Non-unitary gate is a bit of an oxymoron for reasons explained here and here. Qiskit support non-unitary instructions. Gates are Instructions subclasses. A gate, like XGate is an instruction, but not every instruction, such as Reset, is a gate:
from qiskit.circuit import Gate, Instruction, Reset
issubclass(Reset, Instruction) # True
issubclass(Reset, Gate) # False
issubclass(XGate, Instruction) # True
issubclass(XGate, Gate) # True
So Qiskit already supports the notion of non-unitary instruction. You can create your own instruction with to_instruction.
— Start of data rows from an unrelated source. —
PR #25863, opened 2026-05-23
[improve][broker] PIP-473 P5.1: metadata-driven transaction coordinator (NEW_TXN / END_TXN)

merlimat:
## Summary

Adds the PIP-473 metadata-driven v5 transaction coordinator — the broker-side service that serves `NEW_TXN` / `END_TXN` against the metadata-store transaction layout (P2's `TxnMetadataStore`) instead of the legacy `TransactionMetadataStoreService`.

Gated behind a new `transactionCoordinatorScalableTopicsEnabled` flag (default **off**). When on, `ServerCnx` routes the TC wire commands to `TransactionCoordinatorV5`; when off, behavior is unchanged. The flag is meant to be flipped together with the scalable-topic transaction buffer and pending-ack store providers (a later phase).

### Leader election

Per-partition coordinator, same as the legacy TC: a broker runs the v5 TC for partition `N` iff it owns partition `N` of `transaction_coordinator_assign`. `handleClientConnect` mirrors the legacy ownership check, so the client-side discovery surface is unchanged. (A pure metadata-store election is a later phase; reusing the assign-topic keeps this PR's scope tight.)

### Wire commands

| Command | Behavior |
|---|---|
| `TC_CLIENT_CONNECT` | ownership check for the tcId's assign partition |
| `NEW_TXN` | create `/txn/id/<tcId>_<seq>` header in `OPEN` |
| `END_TXN` | CAS header to `COMMITTED`/`ABORTED`, fan out participant events |
| `ADD_PARTITION_TO_TXN`, `ADD_SUBSCRIPTION_TO_TXN` | no-op |

`ADD_PARTITION` / `ADD_SUBSCRIPTION` are no-ops per the PIP: v5 participants advertise themselves by writing `/txn/op` records when they apply ops, so the pre-registration step is unnecessary.

### txnId generation — no reuse

`leastSigBits` is drawn from a per-tcId monotonic counter at `/txn/tc-seq/<tcId>` (`TcSequence`, CAS-incremented with retry on `BadVersionException`). Monotonic-per-tcId ⟹ txnIds are never reused — the participant-side aborted set is keyed by txnId, and reuse would corrupt it.

### endTransaction fan-out

`END_TXN` CAS-updates the header to the terminal state, then enumerates the txn's participants via the new `idx:ops-by-txn` secondary index on `/txn/op` (so it doesn't scan the whole namespace), and publishes one segment-event per affected segment + one subscription-event per affected `(segment, subscription)` pair. Idempotent on retry — a header already in the requested terminal state short-circuits.

## Test plan

- [x] `pulsar-broker:test --tests TransactionCoordinatorV5Test` — 8 cases: sequential txnId per tcId, commit/abort fan-out, idempotent retry, mismatched-action failure, unknown-txn failure, add* no-ops, per-tcId scoping.
- [x] `pulsar-broker:test --tests TxnMetadataStoreTest` / `MetadataTransactionBufferTest` / `MetadataPendingAckStoreTest` — green after the `idx:ops-by-txn` index addition.
- [x] Checkstyle clean (main + test).

## Deferred / follow-ups

- **Timeout sweep + GC sweep.** This PR is happy-path `newTxn` / `endTxn` only.
- **Pure metadata-store leader election** (replacing the assign-topic reuse).

### DIFF
--- a/pulsar-broker/src/main/java/org/apache/pulsar/broker/service/ServerCnx.java
+++ b/pulsar-broker/src/main/java/org/apache/pulsar/broker/service/ServerCnx.java
@@ -3348,6 +3348,21 @@ public class ServerCnx extends PulsarHandler implements TransportCnx {
             return;
         }
 
+        if (service.getPulsar().getConfig().isTransactionCoordinatorV5Enabled()) {
+            service.pulsar().getTransactionCoordinatorV5().handleClientConnect(tcId)
+                    .whenComplete((__, e) -> {
+                        if (e == null) {
+                            commandSender.sendTcClientConnectResponse(requestId);
+                        } else {
+                            log.error().attr("requestId", requestId).attr("tcId", tcId).exception(e)
+                                    .log("v5 TC client connect failed");
+                            commandSender.sendTcClientConnectResponse(requestId,
+                                    BrokerServiceException.getClientErrorCode(e), e.getMessage());
+                        }
+                    });
+            return;
+        }
+
         TransactionMetadataStoreService transactionMetadataStoreService =
                 service.pulsar().getTransactionMetadataStoreService();
 
@@ -3414,6 +3429,22 @@ public class ServerCnx extends PulsarHandler implements TransportCnx {
             return;
         }
 
+        if (service.getPulsar().getConfig().isTransactionCoordinatorV5Enabled()) {
+            final String v5Owner = getPrincipal();
+            service.pulsar().getTransactionCoordinatorV5()
+                    .newTransaction(tcId, command.getTxnTtlSeconds() * 1000L, v5Owner)
+                    .whenComplete((txnId, e) -> {
+                        if (e == null) {
+                            commandSender.sendNewTxnResponse(requestId, txnId, tcId.getId());
+                        } else {
+                            Throwable cause = handleTxnException(e, BaseCommand.Type.NEW_TXN.name(), requestId);
+                            commandSender.sendNewTxnErrorResponse(requestId, tcId.getId(),
+                                    BrokerServiceException.getClientErrorCode(cause), cause.getMessage());
+                        }
+                    });
+            return;
+        }
+
         TransactionMetadataStoreService transactionMetadataStoreService =
                 service.pulsar().getTransactionMetadataStoreService();
         final String owner = getPrincipal();
@@ -3462,6 +3493,14 @@ public class ServerCnx extends PulsarHandler implements TransportCnx {
                         .log("Receive add published partition to txn request " + "from with txnId, topic"));
 
         if (!checkTransactionEnableAndSendError(requestId)) {
+            return;
+        }
+
+        if (service.getPulsar().getConfig().isTransactionCoordinatorV5Enabled()) {
+            // v5: TC doesn't need pre-registration — participants advertise themselves by writing
+            // /txn/op records when they actually apply ops.
+            writeAndFlush(Commands.newAddPartitionToTxnResponse(requestId,
+                    txnID.getLeastSigBits(), txnID.getMostSigBits()));
             return;
         }
 
@@ -3522,6 +3561,20 @@ public class ServerCnx extends PulsarHandler implements TransportCnx {
         final TransactionCoordinatorID tcId = TransactionCoordinatorID.get(command.getTxnidMostBits());
 
         if (!checkTransactionEnableAndSendError(requestId)) {
+            return;
+        }
+
+        if (service.getPulsar().getConfig().isTransactionCoordinatorV5Enabled()) {
+            service.pulsar().getTransactionCoordinatorV5().endTransaction(txnID, txnAction)
+                    .whenComplete((__, e) -> {
+                        if (e == null) {
+                            commandSender.sendEndTxnResponse(requestId, txnID, txnAction);
+                        } else {
+                            Throwable cause = handleTxnException(e, BaseCommand.Type.END_TXN.name(), requestId);
+                            commandSender.sendEndTxnErrorResponse(requestId, txnID,
+                                    BrokerServiceException.getClientErrorCode(cause), cause.getMessage());
+                        }
+                    });
             return;
         }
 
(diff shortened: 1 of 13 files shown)


pulsar-broker/src/main/java/org/apache/pulsar/broker/transaction/coordinator/v5/TransactionCoordinatorV5.java
```diff
@@ -0,0 +1,238 @@
...
+                String subscription = packed.substring(nul + 1);
+                publishes[i++] = txnStore.publishSubscriptionEvent(segment, subscription, event);
+            }
+            return CompletableFuture.allOf(publishes);
+        });
+    }
+
+    // ---- Small helper instead of pulling in a third-party concurrent set --------------------
+
+    private static final class ConcurrentHashSet {
```
lhotari: could this be replaced by the usage of `java.util.concurrent.ConcurrentHashMap.newKeySet()`

pulsar-broker/src/main/java/org/apache/pulsar/broker/transaction/coordinator/v5/TransactionCoordinatorV5.java
```diff
@@ -0,0 +1,238 @@
...
+        Set<String> writeSegments = ConcurrentHashSet.create();
+        Set<String> ackParticipants = ConcurrentHashSet.create();
+        return txnStore.listOpsByTxn(txnIdKey, new ScanConsumer() {
+            @Override
+            public void onNext(GetResult r) {
+                TxnOp op = TxnMetadataStore.fromJson(r.getValue(), TxnOp.class);
+                if (op.getKind() == TxnOpKind.WRITE) {
+                    writeSegments.add(op.getSegment());
+                } else if (op.getKind() == TxnOpKind.ACK && op.getSubscription() != null) {
+                    ackParticipants.add(op.getSegment() + "\0" + op.getSubscription());
```
lhotari: using a Java record here would be a better solution that using a java.lang.String

pulsar-broker/src/main/java/org/apache/pulsar/broker/transaction/coordinator/v5/TransactionCoordinatorV5.java
```diff
@@ -0,0 +1,238 @@
...
+                    writeSegments.size() + ackParticipants.size()];
+            int i = 0;
+            for (String segment : writeSegments) {
+                publishes[i++] = txnStore.publishSegmentEvent(segment, event);
+            }
+            for (String packed : ackParticipants) {
+                int nul = packed.indexOf('\0');
+                String segment = packed.substring(0, nul);
+                String subscription = packed.substring(nul + 1);
+                publishes[i++] = txnStore.publishSubscriptionEvent(segment, subscription, event);
```
lhotari: parsing could be avoided with the use of a Java record

pulsar-broker/src/main/java/org/apache/pulsar/broker/service/ServerCnx.java
```diff
@@ -3525,6 +3564,20 @@ protected void handleEndTxn(CommandEndTxn command) {
             return;
         }
 
+        if (service.getPulsar().getConfig().isTransactionCoordinatorScalableTopicsEnabled()) {
+            service.pulsar().getTransactionCoordinatorV5().endTransaction(txnID, txnAction)
```
lhotari: Claude Code finding:
The legacy handleEndTxn calls verifyTxnOwnership(txnID) (which checks the principal owns the txn, falling back to a superuser check) before finalizing. The v5 early-return path calls
getTransactionCoordinatorV5().endTransaction(txnID, txnAction) with no principal/ownership check at all. The same applies to the ADD_PARTITION/ADD_SUBSCRIPTION no-ops (legacy verifies
ownership there too).

pulsar-broker/src/main/java/org/apache/pulsar/broker/transaction/coordinator/v5/TransactionCoordinatorV5.java
```diff
@@ -0,0 +1,238 @@
...
+                return FutureUtil.failedFuture(
+                        new CoordinatorException.InvalidTxnStatusException(
+                                "Transaction " + txnId + " is " + current.getState()
+                                        + ", cannot transition to " + newState));
+            }
+            TxnHeader updated = new TxnHeader(newState, current.getTimeout(),
+                    current.getCreatedAt(), Instant.now());
+            return txnStore.updateHeader(txnIdKey, updated, v.version())
+                    .thenCompose(stat -> fanOutEvents(txnId, txnIdKey, newState));
+        });
```
lhotari, line 194: It seems that the transaction state is updated before publishing events.
The PR description mentions " Idempotent on retry — a header already in the requested terminal state short-circuits".
If `fanOutEvents` fails, there there a way to retry that later? could the transaction get into a state where the transaction has been updated to a terminal state, but events don't get published?

lhotari: there's a comment "participants tolerate missing events via the header re-read in their reconcile path.", however just wondering how would the reconcile path detect that events are missing if header is in terminal state.

pulsar-broker/src/main/java/org/apache/pulsar/broker/transaction/coordinator/v5/TransactionCoordinatorV5.java
merlimat: Fixed

pulsar-broker/src/main/java/org/apache/pulsar/broker/transaction/coordinator/v5/TransactionCoordinatorV5.java
merlimat: Fixed

pulsar-broker/src/main/java/org/apache/pulsar/broker/transaction/coordinator/v5/TransactionCoordinatorV5.java
merlimat: fixed

pulsar-broker/src/main/java/org/apache/pulsar/broker/service/ServerCnx.java
merlimat: Fixed

pulsar-broker/src/main/java/org/apache/pulsar/broker/transaction/coordinator/v5/TransactionCoordinatorV5.java
merlimat: Fixed

lhotari (approved):
LGTM

PR #25868, opened 2026-05-25
[improve][fn] make built-in functions reload incremental

### LINKED ISSUE #25791: [improve][fn] Apply incremental reload to FunctionsManager (mirror connector reload）
### Search before reporting

### Motivation

Built-in connector reload was fixed in #25773 to be incremental: unchanged NARs keep the same Connector instance and only evicted connectors are closed. Built-in function reload in FunctionsManager still uses the old replace-all + close-all pattern, which has the same bug class and should be aligned with the connector implementation.

### Solution

Mirror the incremental reload approach from #25773 

### Alternatives

_No response_

### Anything else?

_No response_

pratt4:
Fixes #25791.

`FunctionsManager.reloadFunctions()` used to recreate every built-in function archive on reload, then close all previous `FunctionArchive` instances. That meant unchanged NARs were still reopened and their existing classloader/package state was discarded.

This mirrors the incremental reload behavior recently added for connectors.

### Changes

- Track function archive MD5 in `FunctionArchive`
- Add `FunctionUtils.reloadFunctions()`
- Reuse existing `FunctionArchive` instances when the archive path and MD5 are unchanged
- Close only changed or removed function archives
- Update `FunctionsManager.reloadFunctions()` to use the incremental reload result
- Add regression tests for unchanged, changed, removed, and missing-directory reload cases

### DIFF
--- a/pulsar-functions/utils/src/main/java/org/apache/pulsar/functions/utils/functions/FunctionUtils.java
+++ b/pulsar-functions/utils/src/main/java/org/apache/pulsar/functions/utils/functions/FunctionUtils.java
@@ -25,12 +25,16 @@ import java.nio.file.DirectoryStream;
 import java.nio.file.Files;
 import java.nio.file.Path;
 import java.nio.file.Paths;
+import java.util.ArrayList;
+import java.util.HexFormat;
+import java.util.List;
 import java.util.Map;
 import java.util.TreeMap;
 import lombok.CustomLog;
 import lombok.experimental.UtilityClass;
 import org.apache.commons.lang3.StringUtils;
 import org.apache.pulsar.common.functions.FunctionDefinition;
+import org.apache.pulsar.common.nar.FileUtils;
 import org.apache.pulsar.common.nar.NarClassLoader;
 import org.apache.pulsar.common.util.ObjectMapperFactory;
 import org.zeroturnaround.zip.ZipUtil;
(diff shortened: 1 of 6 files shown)


pratt4:
Hi @lhotari @Dream95 
can you please review this pr whenever you get time ??

pulsar-functions/utils/src/main/java/org/apache/pulsar/functions/utils/functions/FunctionUtils.java
```diff
@@ -42,6 +46,17 @@ public class FunctionUtils {
...
 
+    /**
+     * Computes MD5 digest of a file as lower-case hex (for function archive identity on reload).
+     */
+    public static String computeArchiveMd5Hex(Path path) throws IOException {
+        return calculateMd5Hex(path.toAbsolutePath().normalize().toFile());
+    }
+
+    private static String calculateMd5Hex(File file) throws IOException {
+        return HexFormat.of().formatHex(FileUtils.calculateMd5sum(file));
```
Dream95, line 57: Since this mirrors ConnectorUtils.reloadConnectors, extracting a shared helper maybe better

lhotari: The common methods like this could be extracted to `SharedUtils` which would go into `org.apache.pulsar.functions.utils` package. Adding more utilities to `pulsar-common` should be avoided, so this would go into `pulsar-function-utils`.
Refactoring to avoid all existing duplication would require broader changes. That's why it's better to leave it out of the scope of this PR.

lhotari:
I renamed the title of this PR. It's better not to reference issues in the PR title, but instead describe in imperative form what the PR does ([there's a similar best practice for commit messages](https://cbea.ms/git-commit/#imperative)).

pulsar-functions/utils/src/main/java/org/apache/pulsar/functions/utils/functions/FunctionUtils.java
pratt4: @lhotari 
should i keep this PR focused on the functions incremental reload change and leave the shared utility extraction out of scope??

If needed, I can follow up with a separate issue/PR to extract the common helper into `org.apache.pulsar.functions.utils`.

Apart from that, is there any other changes ??

 thanks !

Dream95 (approved):

lhotari (approved):

pulsar-functions/utils/src/main/java/org/apache/pulsar/functions/utils/functions/FunctionUtils.java
lhotari: this PR is fine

For example, this is a "reset to 1" instruction:
- Create a circuit:
from qiskit import QuantumCircuit
reset_to_one = QuantumCircuit(1, name="reset to 1")
reset_to_one.reset(0)
reset_to_one.x(0)
print(reset_to_one)
┌───┐
q: ─|0>─┤ X ├
└───┘
- Convert that circuit into a instruction:
reset_to_one_inst = reset_to_one.to_instruction()
- Add your instruction into a circuit:
circuit = QuantumCircuit(2)
circuit.h(0)
circuit.cx(0, 1)
circuit.append(reset_to_one, [1])
circuit.measure_all()
print(circuit)
┌───┐ ░ ┌─┐
q_0: ┤ H ├──■─────────────────░─┤M├───
└───┘┌─┴─┐┌────────────┐ ░ └╥┘┌─┐
q_1: ─────┤ X ├┤ reset to 1 ├─░──╫─┤M├
└───┘└────────────┘ ░ ║ └╥┘
meas: 2/════════════════════════════╩══╩═
0 1
In this case, $q_1$ will be reset to 1 before being measured into $meas_1$. reset to 1 is a non-unitary instruction.